APVO603 is a dual agonist bispecific antibody employing a novel mechanism of action to simultaneously target 4-1BB (CD137) and OX40 (CD134), both members of the TNF-receptor family. Dual targeting of 4-1BB and OX40 provides synergistic co-stimulation of T cells with the potential to amplify the cytotoxic function of activated T cells and NK cells, potentially leading to more robust anti-tumor responses.

The potential advantages of APVO603 include:

  • Broad Utility: Unlike chimeric antigen receptor T-cell therapies (CAR-T) and bispecific CD3-based T-cell engagers, APVO603 does not target a specific tumor antigen, thus allowing for broad potential therapeutic use for a number of different types of solid tumors.
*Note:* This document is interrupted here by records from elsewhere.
PR #1806, opened 2025-06-10
set session status when `closeOnce()` is called instead of `Close()`

qrort:
## Pull request type

- [x] Bugfix
- [ ] Feature
- [ ] Build related changes

session status can be wrong, and users can sometimes experience timout when using `ExecuteDataQueryOverQueryService`

Issue Number: N/A

## What is the new behavior?

fix resolves a concrete example of degradation on https://github.com/yandex/temporal-over-ydb/

### DIFF
--- a/internal/query/session_core_test.go
+++ b/internal/query/session_core_test.go
@@ -1,6 +1,11 @@
 package query
 
 import (
+	"context"
+	"errors"
+	"runtime"
+	"runtime/debug"
+	"sync"
 	"sync/atomic"
 	"testing"
 	"time"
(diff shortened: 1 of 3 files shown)


internal/query/session_core_test.go
```diff
@@ -58,5 +64,126 @@ func TestSessionCoreCancelAttachOnDone(t *testing.T) {
 		core.closeOnce()
 		require.GreaterOrEqual(t, recvMsgCounter.Load(), uint32(2))
 		require.LessOrEqual(t, recvMsgCounter.Load(), uint32(3))
+		require.Equal(t, core.Status(), StatusClosed.String())
+	}, xtest.StopAfter(time.Second))
+}
+
+func TestSessionCoreAttachError(t *testing.T) {
```
kprokopenko, line 71: These tests pass on the master branch. Could you add a test that reproduces the problem, i.e., fails on the master branch?

PR #1817, opened 2025-06-21
fixed redundant defer in sessionCore.closeOnce

asmyasnikov:


internal/query/session_core.go
```diff
@@ -198,8 +198,8 @@ func (core *sessionCore) attach(ctx context.Context) (finalErr error) {
 	}
 
 	core.closeOnce = sync.OnceFunc(func() {
-		defer close(core.done)
```
kprokopenko, line 202: Maybe we should keep `defer close()`?

kprokopenko (approved):

PR #1819, opened 2025-06-23
migrate golangci lint to v2

4el0ve4ek:
## Pull request type

- [ ] Bugfix
- [ ] Feature
- [x] Build related changes

Issue Number: N/A

## What is the new behavior?

-
-
-


.golangci.yml
```diff
@@ -1,211 +1,15 @@
-# options for analysis running
+version: "2"
 run:
-  # exit code when at least one issue was found, default is 1
```
4el0ve4ek, line 3: migrated with golangci-lint migrate, and he dropped all comments
if they are important, i can try to recover them

.golangci.yml
```diff
@@ -238,76 +41,161 @@ linters:
     - varnamelen
     - wrapcheck
     - wsl
-
+    - recvcheck
+    - iface
+    - gosmopolitan
+    - funcorder
```
4el0ve4ek, line 47: new linters were added to the golangci-lint, and maintaining them was too much for this PR
recvcheck - Checks for receiver type consistency.
iface - Detect the incorrect use of interfaces, helping developers avoid interface pollution.
gosmopolitan - reports usage of time.Local, and it failed because time.Local used in tests
funcorder - Checks the order of functions, methods, and constructors.

Probably would be better to make different issues on supporting them? but except gosmopolitan, they require too big refactoring)

.golangci.yml
```diff
@@ -238,76 +41,161 @@ linters:
...
+          skipRecvDeref: false
+        unnamedResult:
+          checkExported: true
+    gomoddirectives:
+      replace-allow-list:
+        - xorm.io/xorm
+      replace-local: true
+    # govet:
+    #   enable:
+    #     - shadow #
```
4el0ve4ek: govet  wasn't working in previous iteration, and when i tried to enable it, he showed me places where err is shadowed ([here for example](https://github.com/ydb-platform/ydb-go-sdk/blob/master/internal/xsql/tx.go#L92-L98)). I didn't find a nice way to mute err case)

What do you think? Maybe fix it in other issues?

internal/credentials/static.go
```diff
@@ -75,7 +75,7 @@ type Static struct {
 	sourceInfo string
 }
 
-//nolint:funlen
+//nolint:funlen,nolintlint
```
kprokopenko:
```suggestion
```

You can safely remove nolint

internal/topic/topiclistenerinternal/stream_listener.go
```diff
@@ -187,7 +187,7 @@ func (l *streamListener) initVars(sessionIDCounter *atomic.Int64) {
 	}
 }
 
-//nolint:funlen
+//nolint:funlen,nolintlint
```
kprokopenko:
```suggestion
//nolint:funlen
```

No issues with `nolint` here

internal/scripting/client.go
```diff
@@ -162,7 +162,7 @@ func (c *Client) explain(ctx context.Context, sql string, mode scripting.Explain
 		result   = Ydb_Scripting.ExplainYqlResult{}
 	)
 	defer func() {
-		onDone(e.Explanation.Plan, err)
+		onDone(e.Plan, err)
```
kprokopenko: I don't see any issue from linter with `e.Explanation.Plan`.

internal/table/scanner/result.go
```diff
@@ -94,13 +94,13 @@ type option func(r *baseResult)
 
 func WithIgnoreTruncated(ignoreTruncated bool) option {
 	return func(r *baseResult) {
-		r.valueScanner.ignoreTruncated = ignoreTruncated
+		r.ignoreTruncated = ignoreTruncated
```
kprokopenko: No issue here. Let's return it.

.golangci.yml
kprokopenko: Not important

.golangci.yml
kprokopenko: Good point. I disabled `shadow`.

.golangci.yml
kprokopenko: Of course, new linters should be added in the separate PR.
I created issue https://github.com/ydb-platform/ydb-go-sdk/issues/1821

kprokopenko (approved):

PR #1840, opened 2025-07-29
Failover unit test for DNS with unavailable IP addresses

kprokopenko:
If there are issues with IP addresses via DNS, YDB startup gets stuck.

## Pull request type

- [ ] Bugfix
- [ ] Feature
- [ ] Build related changes
- [x] Other (please describe): Test

The problem was fixed early, but no tests exist.

Issue Number: N/A

## What is the new behavior?

Unit test for guaranteed stability.

### DIFF
--- a/internal/balancer/balancer_test.go
+++ b/internal/balancer/balancer_test.go
@@ -9,7 +9,6 @@ import (
 	"time"
 
 	"github.com/stretchr/testify/require"
-
 	"google.golang.org/grpc"
 	"google.golang.org/grpc/resolver"
 	"google.golang.org/grpc/test/bufconn"
@@ -41,7 +40,7 @@ func TestBalancer_discoveryConn(t *testing.T) {
 						atomic.AddUint32(&dialAttempt, 1)
 
 						if atomic.LoadUint32(&dialAttempt) == 1 {
-							time.Sleep(1 * time.Hour) //extremely slow dialing
+							time.Sleep(1 * time.Hour) // extremely slow dialing
 
 							return nil, fmt.Errorf("fake error for endpoint: %s", s)
 						}
--- a/internal/balancer/balancer_test.go
+++ b/internal/balancer/balancer_test.go
@@ -17,7 +17,22 @@ import (
 )
 
 func TestBalancer_discoveryConn(t *testing.T) {
+	// testTimeout defines the test timeout and is an example of an actual user-defined timeout.
+	//
+	// I couldn't find any events for synchronization, assuming that there
+	// might be retries with different logic and their own timeouts inside `discoveryConn`.
+	// If not now, then in the future. One second excludes false test failures in case
+	// the test is run on very slow workers. Moreover, one second is only lost if the test fails,
+	// and in that case, losing it is not critical. Upon successful completion of the test,
+	// the context is canceled via `cancel()`.
+	const testTimeout = 1 * time.Second
+
+	ctx, cancel := context.WithTimeout(context.Background(), testTimeout)
+	defer cancel()
+
 	fakeListener := bufconn.Listen(1024 * 1024)
+	defer fakeListener.Close()
+
 	fakeServer := grpc.NewServer()
 	defer fakeServer.Stop()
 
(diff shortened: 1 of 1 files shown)


internal/balancer/balancer_test.go
```diff
@@ -0,0 +1,87 @@
...
+	"github.com/ydb-platform/ydb-go-sdk/v3/config"
+)
+
+func TestBalancer_discoveryConn(t *testing.T) {
+	fakeListener := bufconn.Listen(1024 * 1024)
+	fakeServer := grpc.NewServer()
+	defer fakeServer.Stop()
+
+	go func() {
+		_ = fakeServer.Serve(fakeListener)
```
rekby, line 40: Does the listener need to stop?

internal/balancer/balancer_test.go
```diff
@@ -0,0 +1,87 @@
...
+			config.WithGrpcOptions(
+				grpc.WithResolvers(&mockResolverBuilder{}),
+
+				grpc.WithContextDialer(
+					// The first dialing is very long and ends with an error, while the subsequent ones work fine.
+					func(ctx context.Context, s string) (net.Conn, error) {
+						atomic.AddUint32(&dialAttempt, 1)
+
+						if atomic.LoadUint32(&dialAttempt) == 1 {
+							time.Sleep(1 * time.Hour) // extremely slow dialing
```
rekby: I think about sleep a hour is bad think. For test it mean sleep forever and leak the goroutine.

What about use empty channel for signal about the function can be returned?
example: [stream_listener.go](https://github.com/ydb-platform/ydb-go-sdk/blob/d726bbdf94edf82a9234ee52881cbece4a3f5bd9/internal/topic/topiclistenerinternal/stream_listener.go#L194-L194)

internal/balancer/balancer_test.go
```diff
@@ -0,0 +1,87 @@
...
+					}),
+
+				// If you want to reproduce the issue, uncomment the line:
+				// grpc.WithDefaultServiceConfig(`{"loadBalancingPolicy": "pick_first"}`),
+			),
+		),
+	}
+
+	ctx := context.Background()
+	ctx, cancel := context.WithTimeout(ctx, 1*time.Second)
```
rekby:
```suggestion
	ctx, cancel := context.WithTimeout(context.Background(), 1*time.Second)
```

Why do you need a second?
Second is a lot of time, then you run a lot of tests. Can you decrease the timeout or use some signals for sync events instead of time (prefer)?

rekby (changes requested):

internal/balancer/balancer_test.go
kprokopenko: I couldn't find any events for synchronization, assuming that there might be retries with different logic and their own timeouts inside `discoveryConn`. If not now, then in the future. One second excludes false test failures in case the test is run on very slow workers. Moreover, one second is only lost if the test fails, and in that case, losing it is not critical. Upon successful completion of the test, the context is canceled via `cancel`.

internal/balancer/balancer_test.go
```diff
@@ -0,0 +1,98 @@
...
+	defer fakeListener.Close()
+
+	fakeServer := grpc.NewServer()
+	defer fakeServer.Stop()
+
+	go func() {
+		_ = fakeServer.Serve(fakeListener)
+	}()
+
+	var dialAttempt uint32
```
rekby: What about use atomic.Int32?

internal/balancer/balancer_test.go
```diff
@@ -0,0 +1,98 @@
...
+		address: "ydbmock:///mock",
+		driverConfig: config.New(
+			config.WithEndpoint("mock"),
+			config.WithGrpcOptions(
+				grpc.WithResolvers(&mockResolverBuilder{}),
+
+				grpc.WithContextDialer(
+					// The first dialing is never ended, while the subsequent ones work fine.
+					func(ctx context.Context, s string) (net.Conn, error) {
+						atomic.AddUint32(&dialAttempt, 1)
```
rekby: What about store returned result, for exactly one time make infinite dial?

for current code two parallel goroutines can increase the variable before atomic.Load read result. And no of goroutines will be infinite.

PR #1903, opened 2025-10-24
Correct sql.Null* support

1NepuNep1:
Supported sql.Null* types as params in `database/sql` query

## Pull request type

- [x] Bugfix
- [ ] Feature
- [ ] Build related changes

Currently, all `sql.Null*` values with `Valid: false` are parsed like `nil` without a type, cause of `Value()` method.

Issue Number: N/A

## What is the new behavior?

`Sql.Null*` value correctly parses into some valid type

-
-
-

### DIFF
--- a/CHANGELOG.md
+++ b/CHANGELOG.md
@@ -1,6 +1,6 @@
 * Supported `sql.Null*` from `database/sql` as query params in `toValue` func
 
-## v3.117.3
+## v3.118.0
 * Added support for nullable `Date32`, `Datetime64`, `Timestamp64`, and `Interval64` types in the `optional` parameter builder
 * Added method `query.WithIssuesHandler` to get query issues
 
--- a/internal/version/version.go
+++ b/internal/version/version.go
@@ -2,8 +2,8 @@ package version
 
 const (
 	Major = "3"
-	Minor = "117"
-	Patch = "2"
+	Minor = "118"
+	Patch = "0"
 
 	Package = "ydb-go-sdk"
 )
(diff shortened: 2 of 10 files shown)


internal/bind/params_test.go
```diff
@@ -998,3 +998,111 @@ func BenchmarkAsUUIDUsingReflect(b *testing.B) {
...
+		{
+			name:     "sql.Null[int64] valid",
+			src:      sql.Null[int64]{V: 42, Valid: true},
+			expected: value.OptionalValue(value.Int64Value(42)),
+		},
+		{
+			name:     "sql.Null[int64] invalid",
+			src:      sql.Null[int64]{V: 0, Valid: false},
+			expected: value.NullValue(types.Int64),
+		},
```
kprokopenko, line 1097: Предлагаю `sql.Null[T]` добить для всех поддерживаемых типов:

```
int64
float64
bool
[]byte
string
time.Time
```

internal/bind/params.go
```diff
@@ -47,6 +48,103 @@ func asUUID(v any) (value.Value, bool) {
...
+		
+		return value.NullValue(types.Bool), true
+	case sql.NullFloat64:
+		if x.Valid {
+			return value.OptionalValue(value.DoubleValue(x.Float64)), true
+		}
+
+		return value.NullValue(types.Double), true
+	case sql.NullInt16:
+		if x.Valid {
```
kprokopenko: Как будто бы: `if x.Valid { wrapWithNull(xxx) }` можно не повторять и вынести отдельно

PR #1095, opened 2023-05-30
refactor: cleanup report summary

lynchbomb:
This PR:

- Fixes a bug where absolute paths in the report key `basePath` | `reportOutDir` was an absolute path.
- Refactors the @rehearsal/reporter report `summary` and removes legacy keys:

```
commandName
entrypoint
basePath
reportOutDir
```

- `commandName`: a given report can only be generated via `rehearsal fix` as such we dont need to explicitly call out which rehearsal command was used to generate the report (only 1 option)
- `entrypoint`: this is a remnant from previous API
- `basePath` | `reportOutDir`: `basePath` was renamed to `reportOutDir`. However,  the underlying value for this path just doesn't provide value. As this was only specifying the path in the report where the report itself resides.

### DIFF
--- a/packages/migrate/test/__snapshots__/migrate.test.ts.snap
+++ b/packages/migrate/test/__snapshots__/migrate.test.ts.snap
@@ -417,18 +417,6 @@ exports[`fix > EXPERIMENTAL_MODES, RehearsalService > mode: single-pass 1`] = `
 "
 `;
 
-exports[`fix > with addon service > .gts 1`] = `
-"import type Foo from 'my-addon/services/foo';
-import Component from '@glimmer/component';
-import { inject as service } from '@ember/service';
-
-export default class SomeComponent extends Component {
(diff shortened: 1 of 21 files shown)


packages/migrate/test/__snapshots__/migrate.test.ts.snap
```diff
@@ -417,18 +417,6 @@ exports[`fix > EXPERIMENTAL_MODES, RehearsalService > mode: single-pass 1`] = `
...
-import Component from '@glimmer/component';
-import { inject as service } from '@ember/service';
-
-export default class SomeComponent extends Component {
-  @service(\\"my-addon@foo\\")
-declare foo: Foo;
-}
-"
-`;
-
```
wondersloth, line 431: Why was this removed?

wondersloth (approved):
Approved. Minor question why a snapshot was removed.

Issue #1101, opened 2023-06-01
move and fix files only under provided target src path


egorio:
The `move` and `fix` uses graph under the hood by default.
The graph's output can contain files that are outside of the target path, for example:

```
src/files1.ts
src/sub/files2.ts // contains `import * from 'file1.ts'`
```
`move src/sub` of `fix src/sub` will modify not only `files2.ts` but also the `files1.ts` because it's used by `files2.ts` and it's part of the graph. 

But when move and fix are called, it's expected to modify files only under provided target path, in the example before it means to modify only `files2.ts` because it's only file under `src/sub`.

So, we need to filter out all files outside of the target path in `move` and `fix` commands.

PR #1102, opened 2023-06-01
fix: move and fix to modify file under the targetPath

egorio:
Filter out files outside of `targetPath` to `move` and `fix` to make commands behavior more predictable. 

Fixes https://github.com/rehearsal-js/rehearsal-js/issues/1101


packages/cli/test/commands/fix/__snapshots__/fix.test.ts.snap
```diff
@@ -42,15 +43,13 @@ These rules, which compare the behavior of the automaton to real life, can be co
   All other live cells die in the next generation. Similarly, all other dead cells stay dead.
 */
 
-// @ts-expect-error @rehearsal TODO TS2307: Cannot find module 'node:process' or its corresponding type declarations.
```
egorio, line 45: This is fixed by https://github.com/rehearsal-js/rehearsal-js/pull/1102/files#diff-9db2b41974dec78bf1531a30673ff621b115da09c4c5c943e606204bca78e381R106

packages/cli/src/commands/fix/tasks/convert-task.ts
```diff
@@ -44,14 +44,18 @@ export function convertTask(
 
       // this just cares about ts files which are already in the proper migration order
       if (orderedFiles) {
+        // Filter out all files that outside of the target directory
+        const filesToMigrate = ctx.orderedFiles.filter((file) =>
+          file.startsWith(resolve(options.rootPath, targetPath))
```
egorio, line 49: I think we need to make `targetPath` absolute in the first place right in cli's `.action` since we do this conversion in a lot of places.

packages/smoke-test/test/commands/__snapshots__/fix.test.ts.snap
```diff
@@ -7,30 +7,27 @@ exports[`fix command > base_ts_app (file only) 1`] = `
...
+[TITLE]   0 have been fixed by rehearsal
+[TITLE]   2 errors need to be fixed manually
+[TITLE]     -- 2 ts errors, marked by @ts-expect-error @rehearsal TODO
 [TITLE]     -- 0 eslint errors, with details in the report
 [SUCCESS] Types Inferred
-[SUCCESS]   12 errors caught by rehearsal
-[SUCCESS]   6 have been fixed by rehearsal
-[SUCCESS]   6 errors need to be fixed manually
-[SUCCESS]     -- 6 ts errors, marked by @ts-expect-error @rehearsal TODO
+[SUCCESS]   2 errors caught by rehearsal
```
lynchbomb, line 18: looks like something is off here. these shouldn't go down.

lynchbomb (changes requested):
looks like a snapshot is regressing with this change

packages/smoke-test/test/commands/__snapshots__/fix.test.ts.snap
egorio: It was originally wrong. This is the correct output because the test is to convert a single file.

lynchbomb:
there is something to say about this workflow which we currently support:
```
rehearsal graph addon-1/src
... migration graph order:
addon-1/src/foo.js
addon-2/src/blah.js
```

then if i subsequently run `move` and `fix` with `--graph` I would expect both of the files above to be moved and fixed. however with this PR change `addon-2` will show in migration graph order however it will NOT be included in `move` and `fix`. essentially the other side of the coin.

lynchbomb:
thoughts on doing:

`--graph` is a boolean. when truthy it will match what the `graph` command is doing. when falsy (default which is not specifying it at all) it will run in this "scoped-graph" mode?

README.md
```diff
@@ -131,11 +131,15 @@ Usage: rehearsal graph [options] [srcPath]
 produces the migration order of files given a source path
 
 Arguments:
-  srcPath                  path to a directory or file (default: current working directory)
+  srcPath                  path to a directory or file (default: process.cwd())
```
wondersloth, line 134: Restore this, I think `saying current working directory` makes sense. Saying process.cwd() implies node knowledge that some people may not have.

packages/cli/src/commands/fix/tasks/convert-task.ts
```diff
@@ -14,14 +14,14 @@ const __dirname = dirname(__filename);
 const workerPath = resolve(__dirname, 'convertWorker.js');
 
 export function convertTask(
-  targetPath: string,
+  srcPath: string,
```
wondersloth, line 17: Why are you removing targetPath?

packages/cli/src/commands/graph/command.ts
```diff
@@ -40,6 +40,7 @@ graphCommand
         rootPath: options.rootPath,
         ignore: options.ignore,
         externals: options.externals,
+        logGraph: true,
```
wondersloth, line 43: NITl something more explicit here
```suggestion
        outputGraphToConsole: true,
```

packages/cli/src/commands/move/command.ts
```diff
@@ -29,7 +29,10 @@ moveCommand
   .alias('mv')
   .description('graph aware git mv from .js -> .ts')
   .argument('[srcPath]', 'path to a directory or file', '')
-  .option('--no-graph', 'opt out of moving the file(s) with the graph')
+  .option(
+    '--graph',
+    'fixing all file(s) within the graph, which might include files outside of the current directory'
```
wondersloth, line 34:
```suggestion
    'fixing all file(s) within the graph, which might include files outside of the srcPath'
```

wondersloth (changes requested):

packages/cli/src/commands/fix/tasks/convert-task.ts
lynchbomb: we arent removing it; just aligning the naming convention to the other tasks

lynchbomb (approved):

wondersloth (approved):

  • Reduced Toxicity: Since 4-1BB and OX40 are costimulatory receptors that are primarily expressed only on a limited number of T cells that have previously been exposed to tumor antigen, we believe APVO603 has the potential to cause less toxicity compared to traditional CD3-based T-cell engagers due to its selectivity.
  • Differentiation from 4-1BB Agonistic Monoclonal Antibodies: Because APVO603 contains an Fc that does not interact with Fc gamma receptors, it has the potential to be less toxic than monospecific 4-1BB antibodies.
  • Synergistic Activity: While the activation of either 4-1BB or OX40 alone stimulates anti-tumor T-cell responses, as a dual agonist bispecific antibody APVO603 has the potential to produce a synergistic or amplified response resulting in more robust T-cell responses.